One Pot Chickpea Cauliflower Pasta


This pasta was inspired by a trip to the Puglia region of Italy which is known for its “cucina povera” dishes (“the kitchen of poor”), which takes inexpensive ingredients and turns them into hearty, nourishing dishes. Since meat was very expensive, the cuisine leans vegetarian and uses legumes in most of their staple dishes.

We took a pasta making class with a local and made a classic Puglian pasta “ciceri e tria”, which means pasta and chickpeas. The traditional dish also adds fried pasta to make it extra hearty and add more texture, but we’re skipping that part to keep it easy.

Pasta, chickpeas, and cauliflower get cooked in one pot with garlic and rosemary until a saucy, starchy pasta sauce forms. Mashing the chickpeas a bit helps thicken the sauce and the cauliflower becomes so soft that it melts into the dish. I hope you love this as much as I do!

Ingredient higlight

Chickpeas! Like many other legumes are rich in protein, fiber, folate, zinc, calcium, magnesium and iron. They also contain vitamin K which, along with calcium, is a key nutrient for strong bones. Chickpeas are uniquely rich in certain flavonoids (mostly in the outer part of the chickpea) and antioxidants that will help fight off inflammation and free radicals.

From our cooking class with Paola in Lecce, Italy!

Servings 4
Prep Time 10 minutes
Cook Time 25 minutes


  • 3 tbsp olive oil
  • 4 cups finely chopped cauliflower (chopped small, from ~ 1.5 lb head)
  • 2 (15 oz) cans chickpeas, drained and rinsed
  • 3 cloves garlic, smashed or thinly sliced
  • 2 tsp kosher salt, divided
  • ½ tsp black pepper
  • ¼ tsp red pepper flakes (optional)
  • 6 cups water
  • 8-10 oz pasta*
  • 1 tsp dried rosemary or 2 sprigs fresh rosemary
  • Parmesan cheese, for topping
  • Lemon wedges
  • *You can use whatever pasta shape you have. I tested using a short tubular pasta shape rather than a longer noodle shape. All pasta cooks at different rates, so use your judgment for doneness. It’s fine if the pasta is a little more or less brothy.
  • *I tested both 8 and 10 oz. Using 8 oz will result in a more liquidy broth with less pasta, whereas 10 oz will be a bit more pasta with a bit less liquid. Both are delicious!
  • Fun fact! ~ In Italy garlic is usually smashed and added whole into the oil and then removed after it has infused the oil. This is because they feel it can be overpowering. Our cooking class instructor told us that it’s also removed so you don’t give dinner guests bad breath. So leave it in or do as the Italians do and remove it before adding the liquid!
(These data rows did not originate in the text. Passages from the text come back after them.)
PR #10287, opened 2024-04-09
Server: Improve log quality by increasing specificity of error

pedr:
I changed the error class used in the `BaseModel.load` function.
The change can help clean up the server logs from 500 errors since in this case is more of a validation than a server error.

When we check if the id argument is empty we would, previously, throw the base Error class which can result in a 500 error from the server, with the new ErrorBadRequest we get a 400.

### Testing

I think it is not doable to test everything, but I went through where this function is called inside the server to see if any of the call places were relying on a specific error type and I couldn't find any case of that.

### DIFF
--- a/packages/server/src/models/BaseModel.ts
+++ b/packages/server/src/models/BaseModel.ts
@@ -396,7 +396,7 @@ export default abstract class BaseModel<T> {
 	}
 
 	public async delete(id: string | string[] | number | number[], options: DeleteOptions = {}): Promise<void> {
-		if (!id) throw new Error('id cannot be empty');
+		if (!id) throw new ErrorBadRequest('id cannot be empty');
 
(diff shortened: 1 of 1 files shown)


packages/server/src/models/BaseModel.ts
```diff
@@ -390,7 +390,7 @@ export default abstract class BaseModel<T> {
 	}
 
 	public async load(id: Uuid | number, options: LoadOptions = {}): Promise<T> {
-		if (!id) throw new Error('id cannot be empty');
+		if (!id) throw new ErrorBadRequest('id cannot be empty');
```
personalizedrefrigerator, line 393: I've noticed that `BaseModel.delete` also throws a `new Error('id cannot be empty')`. Would it make sense to make this change there as well? 

PR #10297, opened 2024-04-10
Chore: Improve types for mobile and desktop `themeStyle`

personalizedrefrigerator:
# Summary

This pull request adds types for the desktop and mobile `themeStyle`s. Previously, only types for `themeById` existed.

**Goal**: Allow writing new code that uses `themeStyle` without explicit `any` types.

Related to https://github.com/laurent22/joplin/commit/2e2a2b3193b8bdaaf70935fc2a7bf288af8009de.

# Notes

`theme.ts` now makes use of a `literal` function that forces TypeScript to store strings as their literal values. For example, `literal('test')` has type `"test"` instead of type `string`. This allows the CSS styles to be assigned to the `style` property on React elements without errors similar to `unable to assign type string to type "none"|"block"|"flex"|"grid"|"fixed"|"absolute"`.

**Desktop**:
- The arrow by the back button is light in the recordings below: screenshot. This was also the case in Joplin before this pull request. Additionally, the emoji picker and calendar were both also always in light mode before this PR.

# Testing

This pull request has been tested by navigating to various screens on the desktop and mobile apps and verifying that there are no obvious stylistic errors:

https://github.com/laurent22/joplin/assets/46334387/2e3db243-32bd-48ee-b309-837f4f561f43

https://github.com/laurent22/joplin/assets/46334387/6f62520a-d7ad-44ed-9b11-12c24b8eb5ce

### DIFF
--- a/packages/app-mobile/components/screens/ConfigScreen/SettingComponent.tsx
+++ b/packages/app-mobile/components/screens/ConfigScreen/SettingComponent.tsx
@@ -135,7 +135,7 @@ const SettingComponent: React.FunctionComponent<Props> = props => {
 						autoCorrect={false}
 						autoComplete="off"
 						selectionColor={theme.textSelectionColor}
-						keyboardAppearance={theme.settingKeyboardAppearance}
+						keyboardAppearance={theme.keyboardAppearance}
 						autoCapitalize="none"
 						key="control"
 						style={styleSheet.settingControl}
--- a/packages/lib/theme.ts
+++ b/packages/lib/theme.ts
@@ -360,8 +360,10 @@ const cachedStyles_: any = {
 // cacheKey must be a globally unique key, and must change whenever
 // the dependencies of the style change. If the style depends only
 // on the theme, a static string can be provided as a cache key.
-// eslint-disable-next-line @typescript-eslint/ban-types, @typescript-eslint/no-explicit-any -- Old code before rule was applied, Old code before rule was applied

  • In a large pot over medium heat, warm the oil. Add the cauliflower, chickpeas, garlic, 1 teaspoon salt, pepper, and red pepper flakes (if using).
  • Cook until very fragrant and the cauliflower has softened a bit, about 5 minutes, stirring occasionally. Towards the end of cooking, use the back of a fork to mash up some of the chickpeas (this will help thicken the sauce).
  • Stir in the water, pasta, rosemary, and remaining 1 teaspoon salt. Scrape the bottom of the pot in case anything is stuck on there.
  • Bring to a boil over high heat and give it a stir, scraping the bottom of the pot in case anything is stuck (continue to do this whenever you stir!). Reduce the heat to medium-high to maintain a rapid simmer for 15 minutes, or until the pasta is cooked through and the liquid/sauce is starchy and thick, stirring occasionally. The pasta is meant to be very saucy, but not a watery soup. It will thicken up a bit as it cools down.
  • If the pasta is still not cooked through and the water is very low, just add more hot or boiling water and continue to cook until the pasta is done to your liking. If you have too much water and pasta is cooked, increase the heat and boil some of the liquid off.
  • Serve topped with plenty of parm, black pepper, a generous drizzle of good olive oil, and a squeeze of lemon. If you have fresh parsley, that’s also nice on top.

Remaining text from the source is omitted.